Parmi ces investisseurs, figurent notamment Lino Finini (ex-Group COO de Swissquote), Niresh Rajah (ex-Group CDO de DLA Piper et Danske Bank), Pasha Bakhtiar (ex-Group CEO de Reyl Intesa Sanpaolo), Arnaud Denis (ex-Group CEO de MeDirect) ou encore Hazem Mulhim, fondateur et CEO d'Eastnets.
“La valeur n’est pas dans le modèle lui-même”
La conviction des fondateurs de la startup est simple : pour un marché aussi exigeant que le conseil, une IA générique ne suffit pas - même si tous les grands cabinets, ou presque, ont noué des accords avec OpenAI, Anthropic ou Mistral pour intégrer leurs outils à leurs process internes et les vendre à leurs clients.
Comme le résume Philippe Reynier, co-fondateur et CEO de Cigno, “des verticales entières réalisent que les LLMs génériques ne suffiront jamais, parce que la valeur n’est pas dans le modèle lui-même. Elle est dans la contextualisation des données, la souveraineté et la capacité à encoder la méthodologie propriétaire d’un cabinet”.
Pour lui, les outils généralistes échouent en effet sur trois points critiques : ils ne permettent pas de produire des livrables au niveau des exigences du conseil, ils ne permettent pas d'intégrer de manière sécurisée les données propriétaires des cabinets, et ils génèrent des résultats qui varient selon la façon dont chaque consultant formule sa requête.
Des workflows adaptés aux méthodologies des cabinets
D’où la création d’une infrastructure verticale capable d'accompagner un consultant, quel que soit son niveau, de la phase de recherche jusqu'à la production du livrable final.

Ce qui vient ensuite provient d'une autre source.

Issue #1393, opened 2018-03-17
Add "Shut down after processed"


songsammy:
My computer is too slow that I have to wait for ages to get the video exported.
So  I often do the work first , and then export it later at night.
_(I mean , I leave it on **DURING the WHOLE night**. It's a waste of energy)_
Would you please give us a tickbox of "_Shut down after processed_"?

peanutbutterandcrackers:
Yeah! This would be quite neat!

songsammy:
Request new feature

PR #1581, opened 2018-05-12
[WIP] Added an option to the export dialog to shutdown the system 60 seconds after the export is completed.

bnieuwveld:
This should address issue #1393.


DylanC:
@bnieuwveld - Congrats on your first PR! :)

N3WWN:
Congrats on your first PR @bnieuwveld !

How does the code behave if you're running OpenShot as a normal (non-root/non-admin) user?  

- Does the shutdown proceed regardless of user privileges?  
- Is the user prompted to enter a password to elevate privs to allow shutdown?  
- Does the shutdown fail to execute due to improper privs?
- Other?

peanutbutterandcrackers:
I did try executing the main code to shutdown the computer from a non-root user:
```python
import os
os.system("shutdown -h +1")
```
and I was able to shutdown the computer just fine. So, I think this works. I haven't gotten to test this one out, yet, though.

bnieuwveld:
I found the same as @peanutbutterandcrackers - I wasn't running OpenShot or the shutdown command as root, and it still worked. Might require a bit more testing on Windows, although the command didn't have any problems (I might extend it so it displays an actual message on sign-out).

@peanutbutterandcrackers raised the suggestion of making it a variable shutdown delay, rather than it being hardcoded at 60 seconds. The only reason for this currently is that the shutdown command on Linux only allows you to specify the delay in minutes and doesn't allow too much control, i.e. `shutdown -h +1` (Windows allows you to specify seconds). I was hesitant to make it an instant shutdown i.e. `shutdown -h now`, because it seemed like the entire system crashed as soon as the export hit 100%... just didn't seem particularly elegant to me.

Additionally, another suggestion was that the function should schedule the shutdown first, then close the application, and _then_ execute the shutdown command. I think this would be a little more elegant, as currently the application is killed by the shutdown command, which makes OpenShot think it's encountered a crash on next launch. (Doesn't affect anything; just mentions this fact in the logs.)

I'm wondering if it's worth parking this PR and adding the above enhancements...? Any thoughts?

peanutbutterandcrackers:
I would like to now add that we should probably have the main option be something like 'close on complete', and have 'shutdown in x minutes of completion' as another optional check-able thingy.

The reason being some uber nerd might want to have openshot render the whole thing out, and launch a couple of scripts upon successful completion of the renderings. Just might.

peanutbutterandcrackers:
I would really like to hear @ferdnyc's ever-so-constructive suggestion on this one too. :)

ferdnyc:
I don't _particularly_ have any thoughts on this, since I tend to be one of those, "You mean people turn computers **off**!?!" types. Mine only ever powers down completely when I'm physically moving or upgrading it.

I'd suggest looking at how other applications handle this sort of feature, in particular cross-platform ones. Though not necessarily to emulate what they do, since my recollection is that it ends up becoming kind of a Frankenfeature for most of them. But it would at least give us an idea of how this is handled. 

I know a lot end up doing this as an "execute command(s) when completed" type feature, which is a bit more open-ended and would allow the user to choose things like the shutdown delay for themselves. Or use more modern, but less universally-supported, commands, like `systemctl poweroff`. Or even `gnome-session-quit --power-off` which AIUI is the recommended way (this week) to cleanly exit a Gnome Shell session. (It'll also throw up a prompt giving the user 60 seconds to cancel the shutdown, which is nice.)

I do think that OpenShot should fire off the command as part of its own application shutdown, so that it doesn't end up getting forcibly killed. For that reason we may also want to require that the project file be cleanly saved to disk before this can be enabled, to ensure that no work is lost. But I'm not sure of the best way to do this without OpenShot blocking on the command's completion, since most shutdown commands won't return until the shutdown time arrives.

It looks like OpenShot may have to have a separate "helper" program it can trigger to handle the completion command(s). The [python-daemon](https://pypi.org/project/python-daemon/) library might be helpful. I'm thinking something like a `daemon.py` program that detaches from the main program and runs the user commands, allowing OpenShot to continue so that it can close itself gracefully. OpenShot would do something like `subprocess.run(["python3", "/path/to/our/daemon.py", settings_data.get("completion-command")])` which would return immediately and allow OpenShot to close, while the command is launched in the detached process.

N3WWN:
> "You mean people turn computers off!?!"

I don't believe it as I don't turn machines off, either!  😜  

> For that reason we may also want to require that the project file be cleanly saved to disk before this can be enabled, to ensure that no work is lost.

^ +1 for this!

We'd probably have to disable the shutdown option if the project hasn't been saved, or perhaps trigger a project save if shutdown is selected without yet saving.

> "execute command(s) when completed" type feature

I think I like this... it leaves the per-system implementation up to the user.  We could include samples of "shutting down the system in Gnome 3", "shutting down the system in Windows", etc in the docs.

> I do think that OpenShot should fire off the command as part of its own application shutdown, so that it doesn't end up getting forcibly killed.

^ +1 for this, too!


At any rate, as written, I think this feature would require quite a bit of testing.  Not all Linux distros support user-triggered shutdowns the same.  Some use dbus, some use gnome, some use systemctl, some require that you enter a password to confirm shutdown, etc.  And that's just Linux.  We'd have to test similarly with various versions of Mac OSX and Windows.

We don't mean to discourage you... only to help flesh out your contribution. 🤗

bnieuwveld:
> We don't mean to discourage you... only to help flesh out your contribution. 🤗

No discouragement here whatsoever; in fact quite the opposite! I appreciate your thoughts and suggestions on this and am interested to see how best we could implement and extend this feature. This is why the FOSS community is great 😄 

> We'd probably have to disable the shutdown option if the project hasn't been saved, or perhaps trigger a project save if shutdown is selected without yet saving.

For some reason I had it in my head that OpenShot would automatically save a project for you if you tried to export it while unsaved. I even thought I saw some code for it... turns out I was wrong, that's just to give it a placeholder filename of "Untitled Project". Agree that this would be an **essential** addition.

I think this might be one that requires a bit more research and testing. No problem - I'll just start working on the next PR 😉

ferdnyc:
> For some reason I had it in my head that OpenShot would automatically save a project for you if you tried to export it while unsaved.

Yeah, arguably maybe it _should_, but... at the same time, there hasn't really been any particular reason it **needed** to force a save, since the (on-disk) project file doesn't get used for anything during the export process, and crash-recovery is reasonably OK about making sure that work won't be lost even if the export crashes OpenShot or whatever. 

Still, this feature may be the perfect excuse to force pre-export saving (across the board, even if shutdown isn't enabled), which would receive no opposition from me. :angel:

N3WWN:
@bnieuwveld wrote:
> I think this might be one that requires a bit more research and testing. No problem - I'll just start working on the next PR

Don't give up on this PR yet!  😀 

Please just edit the title and add `[WIP] ` to the beginning so we know that this PR is not yet ready to merge.  There's at least one other PR that is a WIP if you're not sure what I'm asking. 

We look forward to your continued contributions!

@ferdnyc wrote:
> Still, this feature may be the perfect excuse to force pre-export saving (across the board, even if shutdown isn't enabled), which would receive no opposition from me.

^This!  ➕1️⃣

peanutbutterandcrackers:
So, on Linux mint's panel properties, I have something like this:
screenshot at 2018-05-22 15-45-19
Note that the indented check-box depends on the previous one. As in:
screenshot at 2018-05-22 15-45-42

I wonder if we could have something similar.
- [ ] Close OpenShot after rendering is complete
        - [ ] Shutdown Computer after completion in ___ minutes

I think it would be clear and simple enough for anyone to understand. And the user would even be able to set the amount of minutes themselves.

Also, could the said external helper program send out wall messages to *all terminals* that the computer is going to shutdown. With the current system, only the tty that did `$ openshot-qt` gets the wall message for some reason. But maybe that's just Python.

ferdnyc:
> I think it would be clear and simple enough for anyone to understand. And the user would even be able to set the amount of minutes themselves.

Well, that's... that all comes down to how the shutdown is even implemented. As I said, if e.g. `gnome-session-quit --power-off` is used, then the timeout is fixed at 60 seconds, but the user does get a nice message popup allowing them to abort the shutdown within that timeframe. But for the most part, I don't imagine the user will _want_ to set a timeout. (They certainly won't want to HAVE to, and as long a there's a sensible default almost everyone will end up just leaving it, because it's kind of the whole point that this is expected to be happening unattended.)

> Also, could the said external helper program send out wall messages to all terminals that the computer is going to shutdown. With the current system, only the tty that did $ openshot-qt gets the wall message for some reason. But maybe that's just Python.

That's just `shutdown`, since all the WIP code does is run that command. It send the message wherever it's able. When executed as a regular user (not as root), it's very possible it doesn't have permission to write to other users' sessions, but in that case there's nothing we can do about that.

At least on my system, `/usr/sbin/shutdown` is nothing but a softlink to `/usr/bin/systemctl`, showing that this is really just a legacy compatibility feature of systemd, and we'd probably be better off using `systemctl poweroff`. The one advantage to using `shutdown` is that it's a single command that's pretty much universally supported on pretty much every platform with identical semantics. 

But there are probably lots of users who might prefer that OpenShot do a `systemctl suspend` or `systemctl hibernate` instead of powering off, which gets us right back to the "run a command at completion" type implementation because it'd be very hard to predict all of the possible post-completion actions and expose all of them via a purpose-built interface. Whereas limiting ourselves to powering off completely after a certain timeout may be providing both too few _and_ too many features at the same time. The configurable timeout, despite being a staple of such functions since time immemorial (for no real reason other than "it's how it's always been done") is of questionable use to the majority of users, but OTOH the lack of other dispositions (something other than a full system poweroff) may prove to be lacking in flexibility.

bnieuwveld:
Having a look through another application's code to determine how it does this, it seems *way* more complicated than this (whether that's by necessity or not, I don't know). It's written in C++ though so makes very little sense to me, but from what I can determine there's a "Qt-ier" way to do this through a `QDBusInterface`. Can send this through to you @ferdnyc if you'd be happy to take a look and/or decipher it for me.

Worth pointing out however that it *only* contains an if/else statement for KDE or Gnome. I don't believe the app runs on Windows (or Mac?) at all.

ferdnyc:
Coincidentally, I was just looking at the `org.freedesktop.login1` DBus service in D-Feet (the d-bus interactive explorer). The service is mentioned in the `systemd.special(7)` man page as an option for "Applications wanting to reboot the system", as they are advised to "execute systemctl reboot (possibly with the --no-block option) or call systemd-logind(8)'s org.freedesktop.login1.Manager.Reboot D-Bus method directly.")

org.freedesktop.login1.Manager contains a **vast** array of methods for session and system management, the screenshot below is actually incomplete but it was all I could fit in one screen. The entire range of functionality possible using tools like `systemctl`, `shutdown`, etc. on the command line appears to be exposed via D-Bus, allowing programmatic management of those same functions without having to resort to launching shell commands.

But the tradeoff for all this flexibility and power? You're quite correct, absolutely anything involving D-Bus is strictly Linux only, and would need to be supplemented by additional code to perform equivalent or alternate actions when running on other platforms.

screenshot from 2018-05-22 20-56-00

bnieuwveld:
> Coincidentally, I was just looking at...

Great minds think alike. Trans-continental telepathy. Brilliant.

> absolutely anything involving D-Bus is strictly Linux only, and would need to be supplemented by additional code to perform equivalent or alternate actions when running on other platforms

This shouldn't be too difficult. The current command for a Windows shutdown (while I haven't tested it in the context of OpenShot) works well, and even allows you to put a custom message below the "You're about to be signed out" popup (on Windows 10 at least - the same one you get when you're about to be forcibly signed out for an update).

That would just leave macOS, which I assume could use a similar command to *nix to shutdown. Or, according to [this page](https://apple.stackexchange.com/questions/103571/using-the-terminal-command-to-shutdown-restart-and-sleep-my-mac), there's a nice AppleScript command to do it gracefully.

And then, if all else fails, we could just have the good old existing `shutdown` command as a fallback?

ferdnyc:
Oh, but re:
- [ ] Close OpenShot after rendering is complete
  - [ ] Shutdown Computer after completion in ___ minutes

> I think it would be clear and simple enough for anyone to understand.

Agreed, but slightly less than _optimally_ simple, since shutting down isn't _dependent_ on closing OpenShot, it **implies** closing OpenShot (or would, once the "make sure to close OpenShot gracefully before shutting down" thing is worked out). 

I will admit without reservation that this is an exceedingly minor point, but: The difference in semantics between this and the "hide buttons" preference of the Mint panel is that the arrows preference _only has meaning_ if you've chosen to enable hide buttons — until that choice is made, the question has no meaningful answer, which is why the user isn't able to answer it. IOW, those nested checkboxes don't represent two choices, but rather a **single** option, which then (iff it's enabled) can be further customized. The two choices are not even _merely_ dependent, they're **inseparable**. If you were to remove the outer option, you'd also **have to** remove the inner one because it would literally have no meaning.

We don't want shutdown to be *dependent* on quitting OpenShot, and it certainly doesn't **only** have meaning once the user has chosen to quit OpenShot. We want it to be an _alternative_ to simply quitting OpenShot. (It will **imply** also quitting OpenShot, yes, but that's because we _want_ it to: We're making the implementation decision that the user _doesn't_ need to explicitly ask for that, it's simply implied.)

So, in my mind, were OpenShot to offer those two possible post-export actions, it would be _in addition to_ an implicit third possibility, the only one it currently offers: doing absolutely nothing. Therefore, adding those two alternative dispositions to the existing (implicit) disposition leads us to a flat list of radio-button selections:

#### After export is complete:
:radio_button: Do Nothing
:white_circle: Quit OpenShot
:white_circle: Shut down computer

(Which, most critically, means that a user wanting to shutdown after export doesn't end up having having to enable _two_ things, when really all they want is _one_ thing.)

### Danger, Will Robinson

...And now this is the _exact_ turning point in any discussion of this sot of feature, where we begin down the road to the inevitable madness I was referring to when I described them as "Frankenfeatures" in my initial comment.

Because now, I'll say "And we may want to extend that list with other options", and give the first example that comes to mind:
:white_circle: Run a command: [___________________]

So _**then**_ someone else suggests, very reasonably, that the user may want to run a command _and_ have OpenShot quit, or the computer shut down, so do we have to restrict it to an either/or?

Makes sense, so now we've got a bunch of _checkboxes_ for various dispositions, letting the user enable some or all of them as they please. (If some are redundant, who cares? Selecting "Quit OpenShot" when they also selected "Shut down" doesn't hurt anything, and if they _don't_ select it exactly the same thing will happen but that still doesn't hurt anything.)

And where things go from there is pretty predictable, as is the end result because it's happened before.

### Where this leads

I present to you the Frankenfeature disposition options of optical media burning tool K3B:

image

Seven different conditions, each with a configurable _matrix_ of responses. Frankensanity.

Or, take MKVtoolnix, the Matroska container format encoder/transcoder/remuxer. They went the other direction, with an open-ended _list_ of actions that can be customized out of five basic Types, and configured to execute on various set conditions. Also, as a tooltip on the checkboxes notes:
> If any of these checkboxes is checked, the action will be executed when the corresponding condition is met. Independent of the checkboxes, every active configuration can be triggered manually from the "job output" tool.

image

So, any action you've configured, in addition to being associated with the set system conditions listed in its "When to execute:" section, can also be enabled on an individual basis on each individual job that's added to the software's processing queue.

Even more flexible, even more confusing (and a bit weird, to be honest, since with the MKVtoolnix system there's nothing to stop you, say, telling the software that when the job queue ends, it should Suspend AND Hibernate AND Power off the computer, and then what does that even mean?), and even more Frankentastic.

DylanC:
@bnieuwveld - Closing since this relates to master and not develop. Please re-submit if you plan to get this in. Thanks.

La plateforme orchestre des centaines d'agents spécialisés à travers des workflows qui reprennent les méthodologies propres à chaque cabinet.

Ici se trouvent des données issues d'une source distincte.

Issue #1594, opened 2018-05-16
Default audio codec "ac3" not supported on majority/most players


N3WWN:
**Describe the bug**
I just tried uploading a video directly to a new video streaming service and my video did not contain any audio after upload.  Uploading to YouTube and then importing it into the new video streaming service works.  After consulting with the new video service's support engineers, it turns out that ac3 is not supported by their system.  The reason it works when imported from YouTube is that YouTube converts the ac3 stream into aac, which they can then import.

**System Details (please complete the following information):**
 - Operating System / Distro: N/A
 - OpenShot Version: 2.4.1

Additional _open_ issues reported which have a high probability of being due to the use of ac3:

#996
#1047 
#1466 
#1583 

There are other _closed_ issues which are likely due to this, also, but I won't list them here.

N3WWN:
Additional info:
- https://en.wikipedia.org/wiki/Comparison_of_video_container_formats#Audio_formats_supported
- https://en.wikipedia.org/wiki/Advanced_Audio_Coding
- https://en.wikipedia.org/wiki/Dolby_Digital (this is what AC3 actually is, which was patented until recently, which is why fewer devices support AC3 than AAC)
- https://www.macxdvd.com/mac-dvd-video-converter-how-to/aac-vs-ac3-comparison.htm
- https://handbrake.fr/docs/en/latest/technical/audio-codecs.html

The video which I was having issues with on one service and worked fine on YouTube had the audio converted to mp4a.40.2 (Low-Complexity AAC).

N3WWN:
Research indicates:
- Apple TV preset can retain ac3 as default due to ac3 support:  https://support.apple.com/kb/SP724?locale=en_US (checked original Apple TV, 3rd gen, 4th gen and 4K models)
- AVCHD, DVD NTSC, DVD PAL, MP4 XVID presets can retain ac3 default due to this being a standard format for these targets
- Flikr HD and Nokia nHD - Unable to find any recent info on these, so leaving these preset alone
- MP4 x264 preset should change to aac to be supported on as many devices as possible
- MOV x264 preset should change to aac due to lack of ac3 support in older versions of QuickTime
- Xbox 360 - Since this preset is using the AVI container, we can should leave the default as ac3 : https://support.xbox.com/en-US/xbox-360/console/audio-video-playback-faq

DylanC:
@N3WWN - Would you consider this a bug or enhancement?

N3WWN:
[...]

Issue #1583, opened 2018-05-12
Video Audio Unable To Play On Mobile Devices


MisterTeeXD:
**Describe the bug**
When a video is rendered in Openshot and then moved to a Android/iOS Device, then the audio is unrecognised by the device and cannot play

**System Details (please complete the following information):**
 - Operating System / Distro: Windows 10
 - OpenShot Version 2.4.1-90

**To Reproduce**
1. Go to File
2. Click on Export Video
3. Scroll Down to (No Scrolling Needed)
4. See error by moving the video file on a mobile device and play the ideo

**Expected behavior**
The device recognises the audio and plays the video with the audio

**Screenshots**

**Logs**
If you are experiencing a crash, please collect and attach logs of the problem.

**Additional context**
A few builds back, this bug was still there

peanutbutterandcrackers:
Can you please use the VLC app to play the video? I think it's just an encoding/decoding issue. Perhaps we need to have a separate 'mobile devices' profile?

DylanC:
@MisterTeeXD Can you try v2.4.2 and let us know if you have any success?

Issue #1466, opened 2018-04-03
No audio when exporting file for web


dbstlouis:
**System Details:**
* Operating System / Distro: ?
* OpenShot Version: ?
* _Please attach log files if crash_

**Issue Description and steps to reproduce:**
I edited a existing video (interview with audio) and when we attempted to export for web posting there is no audio. What specs are required to ensure audio is preserved?

DylanC:
@dbstlouis - I had this same issue recently. What export profile did you use?

dbstlouis:
I was using HDV 1440i 29.97 fps

DylanC:
@dbstlouis - What did you select as output format on the export dialog?

peanutbutterandcrackers:
Perhaps the audio is there but your media player does not have the ability to decode the audio encoded using the encoder that OpenShot used? I suggest you try playing the video with [VLC Media Player](https://www.videolan.org/vlc/index.html), just to make sure it is not what I imagine it is. Similar issue has happened to me too, before. But it was the media player's fault. Hope that helps!

DylanC:
@dbstlouis - Are you using v2.4.1 or a daily build?

DylanC:
Marking as a bug since I did have this issue too.

DylanC:
@dbstlouis Can you try v2.4.2 and let us know if you have success? A change was put in for the audio issues.

Issue #1047, opened 2017-11-17
Video Export problem


Ben2112:
Ich bin neu bei openshot und mir stellt sich folgendes Problem:
nachdem ich ein Projekt mit mehreren zusammengeschnittenen Videos exportiere, fehlt auf dem exportierten Video der Ton. Video ist ok.
Was mache ich falsch?

DylanC:
EN:

I am new to openshot and I have the following problem:
After I export a project with several edited videos, the audio is missing on the exported video. Video is ok.
What am I doing wrong?

croco3008:
To track down your problem developers will need to know:
1. Your OpenShot version
2. Your operating system
3. Does audio work in preview mode?
4. What export profile you tried? Does some other format will work ok?

peanutbutterandcrackers:
@Ben2112 - Perhaps try setting the 'target' in the export dialogue to something else. I recommend 'OGG(vorbis/theora)'. It just might be that the default audio encoder is not working properly. It could very well also be that the media player that you are using can't decode the audio. Try [VLC](https://www.videolan.org/vlc/) instead. If you do not have the project till now but still have the exported video, you could try re-encoding it into another format using something like [Handbrake](https://handbrake.fr/). Please note that this might not work if the audio encoder didn't do the job while exporting and no audio has been exported at all.

Hope this helps.

Fig: Changing the 'target' during export.
![screenshot from 2018-02-12 07 20 43](https://user-images.githubusercontent.com/26764547/36090895-1ac00616-100a-11e8-8ac5-9e5136476ac1.png)

P. S: Please do make sure that you are also using the latest version of OpenShot (v 2.4.1) and not any older ones.

Good luck!

DylanC:
@Ben2112 Can you try v2.4.2 and let us know if you have success? A change was put in for the audio issues.

PR #1595, opened 2018-05-16
Change default audio codec from ac3 to aac for two presets

N3WWN:
Resolves issue reported in #1594
 
As noted in #1594, there are additional open issues reported which have a high probability of being resolved by this PR:

#996
#1047
#1466
#1583
#1599

### DIFF
--- a/src/presets/format_mov_x264.xml
+++ b/src/presets/format_mov_x264.xml
@@ -5,7 +5,7 @@
 	<title translatable="True">MOV (h.264)</title>
 	<videoformat>mov</videoformat>
 	<videocodec>libx264</videocodec>
-	<audiocodec>ac3</audiocodec>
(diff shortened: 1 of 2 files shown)


ferdnyc:
**+1.** AC3 is the standard audio format for DVD and BluRay media, and should be used there, but when outputting to MP4 file AAC is not only preferable, it's part of the _specification_. In theory it's guaranteed to be supported everywhere MP4 files are. (And especially for 2-channel, there's no reason _not_ to use AAC. Sometimes certain hardware will only do 5.1 or 7.1 if the audio is AC3, but not if it's AAC. But that's never an issue with stereo audio.)

DylanC:
I think this is a minor change to accept before v2.4.2 but a very good one to have in before the next release. Happy to accept responsibility for the merge.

Concrètement, un consultant peut lancer un projet, définir le type de livrable attendu (recommandation stratégique, proposition commerciale, analyse sectorielle, etc…), et Cigno produit en quelques minutes une version aboutie à 70%, directement alignée sur les standards visuels et méthodologiques du cabinet. “Notre solution permet de refléter la méthodologie du cabinet de manière répétable et structurée, en étant connectée aux bases de données internes,” explique Philippe Reynier.
Le choix d’une “souveraineté by design”
Sur la sécurité des données, Cigno a fait le choix d'une architecture hébergée chez Scaleway, la filiale cloud du groupe Iliad de Xavier Niel. L'indexation de la base de connaissances interne des cabinets reste dans cet environnement. Lorsqu'un modèle externe est nécessaire, la plateforme utilise une approche de "chunking" anonymisé : seules des briques d'information largement dépersonnalisées sont envoyées.
En outre, la flotte de modèles de Cigno compte 80 LLM, dont des modèles européens open-weight, permettant aux cabinets de rester en total contrôle de leurs données, y compris au niveau des modèles utilisés.
Une solution co-conçue avec des consultants
Avant la levée, Cigno a organisé de nombreux workshops de co-design avec des dirigeants de cabinets et des consultants indépendants. Cette approche a permis de construire à la fois un produit ancré dans les usages réels et une première base d'utilisateurs convaincus, dans un contexte où le fonctionnement même des cabinets de conseil et leur proposition de valeur se trouvent bousculés par l’accélération de l’intelligence artificielle.
L'équipe compte déjà une dizaine de personnes, dont trois co-fondateurs : Philippe Reynier (CEO, ex-BCG et UBS), Nicolas Lagrèze (COO, ex-EY et BearingPoint) et Vahan Avetisyan (CTO avec plus de 20 ans d'expérience en plateformes data et IA).
Des pilotes sont en cours en France, au Royaume-Uni et en Suisse. Avec cette première levée, la startup peut maintenant passer à la phase de commercialisation de sa solution, tout en poursuivant sa roadmap de développement produit. "Notre enjeu, c'est d'avoir les meilleurs ingénieurs possible sur le produit et de continuer à le faire évoluer, pour avoir un effet “waouh” immédiat à chaque fois qu'on le lance”, conclut Philippe Reynier.